(Problem requirements): With the line containing "an .msi FilePath." as the start and the line containing "- Ensure PSADT.Invoke" as the end, transcribe that span of the entries below exactly, including both.

[Start of section]

PR #1102, opened 2024-12-05
PSAppDeployToolkit 4.0.2

mjr4077au:
* Patch out null access for `$envLogonServer` within `New-ADTEnvironmentTable` which is preventing proper use with SCCM.
* Fix bad setup in `Show-ADTBalloonTip` that was preventing `Get-ADTBoundParametersAndDefaultValues` from working right.
* Revise `Get-ADTBoundParametersAndDefaultValues` to exclude common parameters by default.


sintaxasn (approved):
Good to go

PR #1110, opened 2024-12-05
Partial re-write of `Start-ADTMsiProcess`.

mjr4077au:
* Return earlier when attempting to install an already-installed MSI, or performing any other action against a non-installed MSI.
* Ensure that ProductCode throws if used with an Install action.
* Improve setup for `$msiFile` (now renamed to `$msiProduct`).
* Rework log filename setup within function to better prevent null accesses. Fixes #1105n
* Rework log filename setup for consistency when deriving a filename from an InstalledApplication object vs an .msi FilePath.
* Rearrange where transformations and patches have their paths fully resolved since transforms are sent through to `Get-ADTMsiTableProperty`.
* Rename a few internal variables for clarity.


DanGough (approved):
All good, tested various installs/uninstalls/repairs and working as expected.

PR #1113, opened 2024-12-05
Update strings.psd1

ClientMGMT:
Fixed a couple of translation errors for the WelcomePrompt message text in Swedish (sv).

Fixed the text for DialogMessageNoProcesses to make sense in swedish and fixed the ButtonDeferRemaining text so it uses the correct word.


mjr4077au:
@ClientMGMT thank you very much!

PR #1207, opened 2024-12-19
PSAppDeployToolkit 4.0.4

mjr4077au:
- Ensure the build system removes `Invoke-AppDeployToolkit.pdb` from the v3 frontend folder.
- Get custom scripts working with the exe as the parameter parsing was wrong.
- Ensure a message dialog from the exe is always topmost.
- Reset `PSModulePath` environment variable in the ext to handle pwsh.exe > exe > powershell.exe invocations.
- Fix config/strings path print issues within `DeploymentSession`'s constructor.
- Ensure Show-ADTDialogBox is bypassed in Non-Interactive mode, because it's interactive
- Make all string comparisons for arguments case insensitive
- Ensure PSADT.Invoke doesn't show any messages if running in NonInteractive/Silent modes.
- Throw a better exception on PowerShell process failure.
- Catch `MessageBox.Show()` exceptions in PSADT.Invoke and swallow them.
- Amend check in module initialisation code to prevent localisation issues.
- Extend previous commit to make `Open-ADTSession`'s `-ScriptDirectory` parameter a string array also.
- Allow `Initialize-ADTModule` to accept an array of ScriptDirectory values.
- Synchronise changes within `Invoke-AppDeployToolkit.ps1` with the example scripts.
- Revert most of "- Don't rely on `$PSBoundParameters` within `Invoke-AppDeployToolkit.ps1` so callers are free to extend the parameters with their own variables if desirable." as it's no longer required.
- Rework the architecture setup to always use the x64 ServiceUI executable on any 64-bit target.
- Rework arguments setup as you can't pass booleans to SwitchParameter values via `powershell.exe -File <script.ps1>` setups.
- Ensure `Invoke-ServiceUI.ps1` stops on a dime if there's an error.
- Ensure ServiceUI wrapper batch scripts exit with PowerShell's exit code.
- Fix bad `$StartMode` re-writing within `Start-ADTServiceStartMode`.
- Change last remaining `Write-Error` call to a throw on the back of the previous commit.
- Relax the duplicate assembly checking stringency by allowing existing assemblies if the hashes match the currently importing module's assemblies.
- Rework module importing to remove remaining `$RequiredModules` from module's global scope.
- Relocate a throw in `ImportsFirst.ps1` so that it doesn't break due to $CommandTable substitution which doesn't exist yet.
- Optimise function imports to prevent cycling through function names twice.
- Extend previous commit to the unbuilt PSAppDeployToolkit.psm1 file as well.
- Make the build system do $CommandTable translations in `ImportsFirst.ps1`/`ImportsLast.ps1`.
- Use PowerShell's `Add-Type` for the normal assembly load pathway.
- Optimise previous commit by only doing network checks once, and ensure changed code uses our $CommandTable.
- Add check for mapped drive
- Import our assemblies via the psm1 file so we can load them from UNC paths if required.
- Rework module import via manifest check to not be dependent on the assembly.
- Add a bit more modularity to the build system.
- Resolve `New-ADTTemplate`'s `-Destination` parameter prior to using it.
- Set the DefaultUser SID in `Get-ADTUserProfiles` using `WellKnownSidType.NullSid` instead of a string literal.
- When compiling configs/string tables, don't erase defined values with null/empties from successive imports.
- Ensure `-Force` is honoured in `Exit-ADTInvocation`.
- Make `Close-ADTSession` throw if it's called without an active session.
- Remove leftover markdown help for `Show-ADTBlockedAppDialog`.
- Set up proper enums for `DeploymentType` and `DeployMode` as well.
- Fix module build system following IFEO changes/fixes.
- Minimise amount of `Get-ADTStringTable` calls within `Block-ADTAppExecution` and add some quote safety.
- Amend previous commit to use `conhost.exe --headless` to hide the window.
- Fix IFEO path length constraints potentially effecting BlockExecution functionality.
- Fix recovery scheduled task creation in `Block-ADTAppExecution`.
- Fix bad SwitchParameter evaluation when constructing a `DeploymentSession` object.
- Sub-express `Get-ADTRegistryKey` calls in `Get-ADTUserProfiles` to avoid typing errors.
- Optimise previous commit to ensure a session is always removed from the buffer during a close failure.
- Ensure a failed `Close-ADTSession` operation exits out with an exit code.
- Update markdown help export for `Open-ADTSession`.
- Pack `DeploymentSession`'s numerous bools into a bitfield.
- Change `DeploymentSession.GetDeploymentStatus()` to be a proper enum.
- Don't flush the module's callbacks upon module init otherwise it defeats the purpose of the system.
- Allow specifying a `DeploymentSession` class override against `Open-ADTSession`.
- Add better throws to `InternalDatabase`'s getters.
- Store out the SessionState within `InternalDatabase` to prevent repeated lookups.
- Ensure all `DeploymentSession` scriptblock invocations occur via the module's SessionState.
- Change loading of `PSAppDeployToolkit.Extensions` to wildcard search for `PSAppDeployToolkit.*`.
- Rework process closing code when entering the `-PromptToSave` branch.
- Provide more/better filtration within `Get-ADTWindowTitle`.
- Improve the output description in `Get-ADTApplication`'s comment-based help.
- Flip a branch around in `Show-ADTInstallationWelcome` as it's cleaner.
- Fix bad setup in `DeploymentSession.Close()` stemming from bad auto-completion during "- Initial porting of ADTSession.Close() into C# code.".
- Finalise implementation of "- Rework DeploymentSession instantiation to not require sending in module internals during construction." by removing private database members from `DeploymentSession`.
- Move DeploymentSession list addition/removal to its constructor and close methods, respectively.
- Rework DeploymentSession instantiation to not require sending in module internals during construction.
- Rework `DeploymentSession`'s `RunspaceOrigin` parameter to be `NoExitOnClose`, which is what it actually means.
- Silence null warning for `_installTitle` within `DeploymentSession`'s ctor.
- Make the exe pass through `-NonInteractive` on the powershell.exe command line.
- Rework `Open-ADTSession`s `$runspaceOrigin` setup so that setups via functions don't exit powershell.exe unless `-NonInteractive` is explicitly passed.
- Fix bad `_installName` regex setup within `DeploymentSession`'s constructor.
- Add `Convert-ADTValueType` to provide casted value type conversions without overflow exceptions.
- Update markdown help export for `New-ADTTemplate`.
- Optimise the algorithm within `Set-ADTPreferenceVariables`.
- Mock `Set-ADTPreferenceVariables` within all Pester unit tests due to the expense of the algorithm.
- Rework how we manage caller preference values to make the implementation more robust between modules.
- Avoid using `$PWD` as it's not immutable.
- Unseal `PSADT.Module.DeploymentSession]` to allow inheritance for advanced customisations.
- Have our build system sign our own compiled wpfui DLL files.
- Integrate our local wpfui library into our PSADT.UserInterface project and rebuild our DLL files.
- Update all packages used by wpfui to the latest versions.
- Import wpfui, pegged at commit c3a50f74ee76f53cabea9f0d19e1287e56fb15dd (4.0.0-rc.2).
- Ensure throws from DeploymentSession's constructor maintain the exception's stack trace that it's rethrowing.
- Fix bad setup stemming from "- Add `DisableDefaultMsiProcessList` to `Open-ADTSession` to allow disabling the zero-config MSI process list evaluation.".
- Add `Get-ADTCommandTable` to the module.
- Change the module's CommandTable from an OrderedDictionary to a ReadOnlyDictionary.
- Improve exception handling within `PSADT.GUI.Explorer.RefreshDesktopAndEnvironmentVariables()`.
- Restore lost log message within `Update-ADTDesktop`.
- Optimise setup in `Get-ADTPEFileArchitecture` to avoid an unnecessary try/catch block.
- Remove `$runningProcess.Refresh()` line from `Show-ADTInstallationWelcome`.
- Add new function `Get-ADTOperatingSystemInfo`.
- Add `DisableDefaultMsiProcessList` to `Open-ADTSession` to allow disabling the zero-config MSI process list evaluation.
- Use `$PSCmdlet.ThrowTerminatingError()` within `Show-ADTWelcomePromptFluent` since it has CmdletBinding().
- Minor refactor for `Show-ADTWelcomePromptFluent` to optimise out an extra `Get-ADTRunningProcesses` call.
- Drop unused `Get-GitHubReleaseAssetUri` function from the build system.
- Add `Get-ADTPresentationSettingsEnabledUsers` to test whether the user has enabled presentation mode via the mobility settings on the device.
- Add stronger typing to `Get-ADTUserProfiles` returned object output.
- Add `-SkipUnloadedProfiles` parameter to `Invoke-ADTAllUsersRegistryAction`.
- Add in some empty files to the Files/SupportFiles folders to stop GitHub upload-artifact from dropping the empty folders.
- Fix incorrect comparison operator from "- Advise that `-WindowLocation` has no effect for `Show-ADTInstallationProgress` with fluent dialogs.".
- Add `New-ADTExampleFunction` as an example function within `PSAppDeployToolkit.Extensions`.
- `string.IsNullOrWhiteSpace()` always.
- Make `DynamicProcessEvaluation = $false` work right for `Show-ADTWelcomePromptFluent`.
- Allow overriding a session's default LogName value.
- Add config option to allow sending log files to a subfolder of LogPath.
- Remove all references to "XML" within comment-based help.
- Advise that `-WindowLocation` has no effect for `Show-ADTInstallationProgress` with fluent dialogs.
- Update OutputFile for build dlls to fix git commit time checks
- Write log timestamps in the same format 'git log' uses to aid troubleshooting
- Reduce verbosity of msbuild to minimal
- Add parentheses to path expressions used in git log commands, improve log messages
- Allow PDB files to be checked in to ease debugging with users remotely.
- Recompile checked in DLL file and remove guard clause from `Start-ADTProcessAsUser`.
- Allow the `CreateProcessAsUser()` code to work for non-SYSTEM admin users.
- Enable the SeDebugPrivilege for tokens created with the TokenManager class so that admins not running as SYSTEM can impersonate users as well.
- Update markdown help export for `Open-ADTSession`.
- Fix bad comment-based help within `Copy-ADTFile`.
- Numerous fixes to `Set-ADTActiveSetup`.
- Shoe-horn in process to allow custom variables to be added to a DeploymentSession object.
- Add a copy of the module's public certificate to the module root.
- Fix bad CIMMethod arguments setups from "- Replace bad `Get-CimInstance` calls with the correct `Invoke-CimMethod` calls.".
- Fix bad setup in `New-ADTShortcut`'s `-Path` ValidateScript decoration.
- Replace bad `Get-CimInstance` calls with the correct `Invoke-CimMethod` calls.
- Only use the .NET Framework 4.6.2 DLL files with our project.
- Fix badly escaped formatting in log compression string.
- Fix partial `platyPS` version bump from "- Bump platyPS version to 0.14.2, the latest released version.".
- Remove the `HelpInfoURI` value from the manifest, we don't support this.
- Updated wording of Norwegian.
- Bump platyPS version to 0.14.2, the latest released version.
- Update markdown exports following recent changes.
- Add `Export-ADTEnvironmentTableToSessionState` to toolkit to allow manual environment table exportation to the provided SessionState object.
- Restore `Get-ADTEnvironment` as a compatibility wrapper. To be removed at commencement of PSAppDeployToolkit 4.2.0.
- Rename `Get-ADTEnvironment` to `Get-ADTEnvironmentTable`.


sintaxasn (approved):
Amazing work!!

[End of section]

(Response for this exercise):
* Rework log filename setup for consistency when deriving a filename from an InstalledApplication object vs an .msi FilePath.
* Rearrange where transformations and patches have their paths fully resolved since transforms are sent through to `Get-ADTMsiTableProperty`.
* Rename a few internal variables for clarity.


DanGough (approved):
All good, tested various installs/uninstalls/repairs and working as expected.

PR #1113, opened 2024-12-05
Update strings.psd1

ClientMGMT:
Fixed a couple of translation errors for the WelcomePrompt message text in Swedish (sv).

Fixed the text for DialogMessageNoProcesses to make sense in swedish and fixed the ButtonDeferRemaining text so it uses the correct word.


mjr4077au:
@ClientMGMT thank you very much!

PR #1207, opened 2024-12-19
PSAppDeployToolkit 4.0.4

mjr4077au:
- Ensure the build system removes `Invoke-AppDeployToolkit.pdb` from the v3 frontend folder.
- Get custom scripts working with the exe as the parameter parsing was wrong.
- Ensure a message dialog from the exe is always topmost.
- Reset `PSModulePath` environment variable in the ext to handle pwsh.exe > exe > powershell.exe invocations.
- Fix config/strings path print issues within `DeploymentSession`'s constructor.
- Ensure Show-ADTDialogBox is bypassed in Non-Interactive mode, because it's interactive
- Make all string comparisons for arguments case insensitive
- Ensure PSADT.Invoke doesn't show any messages if running in NonInteractive/Silent modes.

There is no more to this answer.